REPUBLIKA.CO.ID, JAKARTA -- Ekonom Standard Chartered, Fauzi Ichsan, mengatakan, implementasi proyek Masterplan Percepatan dan Perluasan Pembangunan Ekonomi Indonesia (MP3EI) dapat menjadi solusi bagi Indonesia untuk menghadapi imbas krisis ekonomi yang terjadi di Eropa.
"Apabila pertumbuhan Eropa terkontraksi tajam dan pertumbuhan ekonomi dunia melemah, maka pemerintah harus merealisasikan MP3EI betul-betul sesuai rencana," ujarnya saat ditemui di Kantor Kementerian Keuangan, Jakarta, Senin malam.

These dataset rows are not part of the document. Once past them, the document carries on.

PR #1573, opened 2024-04-23
Fix/print static items on map

swinkelmann:
- some pdf print templates use a textbox on top of the map
- this worked in older version
- see Ticket #1414 - will support textbox on the map again. But needs pdf template generated via selection
- modified function supports the print on top again, but it need a pdf templated hat was generated via Select all -> Export PDF - Selection
- see discussion in ticket #1414

! This PR replaces https://github.com/mapbender/mapbender/pull/1568


astroidex (approved):
I tested the PR. Works fine.

Phocacius:
@astroidex The "Outlines" directory and its effect should be documented in https://docs.mapbender.org/develop/en/elements/export/printclient.html#create-your-individual-templates

PR #1160, opened 2015-03-26
Implemented Aggressive Aim.

joncloud:


scripts/globals/effects/aggressor.lua
```diff
@@ -11,6 +11,12 @@ require("scripts/globals/status");
 -----------------------------------
 
 function onEffectGain(target,effect)
+   -- Add Ranged Attack bonus.
+   local racc = effect:getPower();
+   if racc > 0 then
```
teschnei: you don't need to check for greater than zero, just do 
target:addMod(MOD_RACC, effect:getPower());
looks nicer on one line and is functionally no different

teschnei:
by the way, whenever i request a change and you fix it, please come back here and comment that you fixed it - i don't get any notifications unless you comment and i'll probably forget about it for a few days if you

PR #1161, opened 2015-03-26
Relic Iron drops in Dynamis

Joeyjohjjo:
This lets Relic Iron drop in Dynamis.
Regular mob list taken from here: http://www.ffxidb.com/items/1466
NM list taken from ffxiclopedia.
Regular mob drop rate is 8%; NM rate is 20%.


teschnei:
hmm.. none of the mobs on the ffxidb page have a drop rate over 4%, where did the 8% come from?

Joeyjohjjo:
The 8% is consistent with the DSP rate of other dynamis crafting material drops, like Lancewood Logs, Colossal Skulls, and Sparkling Stones. Also, since it takes two Relic Irons to make one Relic Steel, I figured it wouldn't be good for the drop rate to be too low.

PR #1163, opened 2015-03-26
scripts/globals/homepoint.lua - Corrected values

Xaver-Entropia:
Some homepoints were not giving the correct teleport option.

Btw, would a pull request with retail mp cost, cast time and recast time of the spell.sql be acepted or are they not updated on purpose?


teschnei:
they are not updated on purpose until someone also does the formulas for them - because it makes no sense (balance wise) to have current mp costs/cast times and old damage formula

teschnei:
that being said, if the sql work is done, it can be left somewhere (in another sql file, or another branch) until the formulas ever get done

PR #1165, opened 2015-03-26
Implemented some random functions.

Bluezeon:


src/common/dsprand.h
```diff
@@ -32,13 +39,98 @@ class WELL512
         return state[index];
     }
 
-    // generates double floating point numbers in the half-open interval [0, 1)
```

Menurut dia, Bank Indonesia juga perlu melakukan intervensi pada pasar valas dan kalau perlu menaikkan suku bunga apabila krisis global mulai berimbas kepada kondisi fiskal dan moneter ekonomi Indonesia.
"Dari sisi Bank Indonesia, perlu intervensi di pasar valas, dan kalau perlu menaikkan suku bunga," ujar Fauzi.
Fauzi mengatakan situasi yang terjadi di Eropa saat ini dan menyebabkan pelemahan rupiah serta IHSG, tergantung kepada hasil pemilihan umum di Yunani yang akan berlangsung pada pertengahan Juni mendatang.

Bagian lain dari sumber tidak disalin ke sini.